SOD Pre 14 85.7 71.4 21.4 0.0038

Week l 15 87.5 85.7 13.4 0.0026

Week 2 15 75.0 71.4 26.8 0.0155

Week 3 15 87.5 85.7 13.4 0.0226

Week 4 15 87.5 71.4 20.1 0.1705

Week 5 14 100.0 71.4 14.3 0.0051

Week 6 11 83.3 80.0 18.3 0.0148

GPX Pre 14 71.4 71.4 28.6 0.0360

Week l 15 87.5 71.4 20.5 0.0028

Week 2 15 87.5 71.4 20.5 0.0028

Week 3 15 87.5 85.7 13.4 0.0025

Week 4 15 87.5 57.1 27.7 0.0284

Week 5 14 85.7 71.4 21.4 0.0136

Week 6 11 83.3 60.0 28.3 0.0507

GPX/SOD Pre 14 85.7 71.4 21.4 0.0046

Week l 15 100.0 100.0 0.0 0.0009

Week 2 15 100.0 71.4 14.3 0.0058

Week 3 15 87.5 85.7 13.4 0.0018

Week 4 15 87.5 71.4 20.5 0.0233

Week 5 14 85.7 71.4 21.4 0.0058

Week 6 11 83.3 80.0 18.3 0.0098

' P values were obtained by F statistics based on WiIk' s Lambda.

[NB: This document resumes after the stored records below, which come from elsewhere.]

PR #37, opened 2015-08-07
SAFE browser plugin URL handling / dynamic HTML on client side

theWebalyst:
I've been thinking about the plugin support needed for dynamic web apps and the result is this suggestion for how the browser plugin could handle URLs and enable client side scripting of dynamic HTML pages.

Death to the server!

### DIFF
--- a/proposed/0000-browser-plugin-URLs.md
+++ b/proposed/0000-browser-plugin-URLs.md
@@ -1,0 +1,95 @@
+- Feature Name: Browser Plugin URL Handling
+- Type: New
+- Related: SAFE Browser Plugin
+- Start Date: 07-08-2015
+- RFC PR: (leave this empty)
+- Issue number: (leave this empty)
+
+# Summary
+
+A method of URL handling and an extension to the SAFE Browser Plugin API, that will allow dynamic HTML pages to be supported in an efficient manner, entirely on the client side. It includes a method to GET the client side HTML/Javascript document concurrently with GET of other documents needed to render the page, to speed up page loading. Also for within-page bookmarking using fragment identifier.
+
+# Motivation
+
+This functionality is required in the plugin so that the client side can do things that are normally handled on the server when generating HTML pages dynamically. 
+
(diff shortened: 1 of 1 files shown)


dirvine:
@theWebalyst IS this still and active proposal Mark? If so we should try and progress a discussion in the next couple of weeks.

theWebalyst:
I'm not sure. I think it depends :-)

From memory I was trying to ensure that a URL could work along the lines of a dynamic website, for example:
```
http://domain.tld/some-path-to-a-template?post=123
```
I'm not sure if this is what is proposed, but think the existing launcher API might use # instead of ? as in:
```
http://domain.tld/some-path-to-a-template#post=123
```

In which case this causes a SAFE REST request for ```http://domain.tld/http://domain.tld/some-path-to-a-template``` (ie the URL up to but excluding the # and what follows), while the client side (JavaScript) can read the whole URL and so make a separate request for the appropriate content (by constructing a separate SAFE REST based on "post=123").

If I've understood that correctly, this is functionally fine and quite a neat solution. But one of the issues I was concerned about was page load times, particularly on first load. It remains to be seen what the latency is on SAFE network, and therefore how much of an issue this is, but the scheme as I understand it would mean a minimum of two sequential requests which effectively doubles the latency for a page that isn't in the local browser cache. I'm concerned that this will compare poorly with a current dynamic website where the whole URL generates a single request that is responded to by the server. 

Obviously there are also many websites which load content dynamically (AJAX style) but I don't know enough about all this to know how these might compare.

Anyway, my scheme called for the ability to initiate multiple concurrent SAFE REST requests within a single URL, with the response data available in the browser client API (e.g. using promises). Doing this is not very elegant, so if SAFE network latency isn't an issue the '#' scheme would be preferable (simpler to understand and implement). But if latency means that dynamic websites are noticably slow to load I'm concerned about the impact this would have on their usefulness, SAFE adoption and the perception of the project. So, it depends :-)

dirvine:
I see what you mean here Mark. Lets leave this in place for a while longer and wait till we get some real world tests of response times when everyone has vaults in place. We can revisit this then and confirm there is an issue and if so use this as a place to bounce further ideas off of. Is that OK with you?

theWebalyst:
Yep, makes sense. Can't wait to see the thing fly :-)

Since the differences in SOD and GPX activities predict the risk of pneumonitis development before the start of treatment, we tested whether the repeated measurements of activities of these enzymes during treatment improve the predictive value. To this end, the frequency of higher SOD levels compared with the median pretreatment value up to a specified week was analyzed using the logistic regression. Similarly, the frequency of the lower GPX levels than the median pretreatment value was analyzed in a univariate manner. A model fit statistic called Akaike information criterion (AIC) was examined where the smaller value indicates the better model fitting [24]. The AIC of SOD was found to decrease at Week 1 (from pretreatment value of 18.7 to 15.8), but increased slightly at Week 2 (16.4) and Week 3 (17.4). In the case of GPX, the AIC was decreased gradually until Week 3, but the degree of AIC decrease was smaller after the Week 2 (pretreatment, 21.4; Week 1, 19.1; Week 2, 16.4; Week 3, 15.8). When the GPX/SOD ratio was tested, a quasi-complete separation of the data points occurred at Week 1; i.e., the incidence of pneumonitis was completely separated by the GPX/SOD ratio with an exception of a single GPX/SOD value. Therefore, surveillance up to the Week 1 or 2 following the start of treatment may be sufficient to predict pneumonitis.

The invention has been described through specific embodiments. However, routine modifications to the compositions, methods and devices will be apparent to those skilled in the art and such modifications are intended to be covered within the scope of the invention.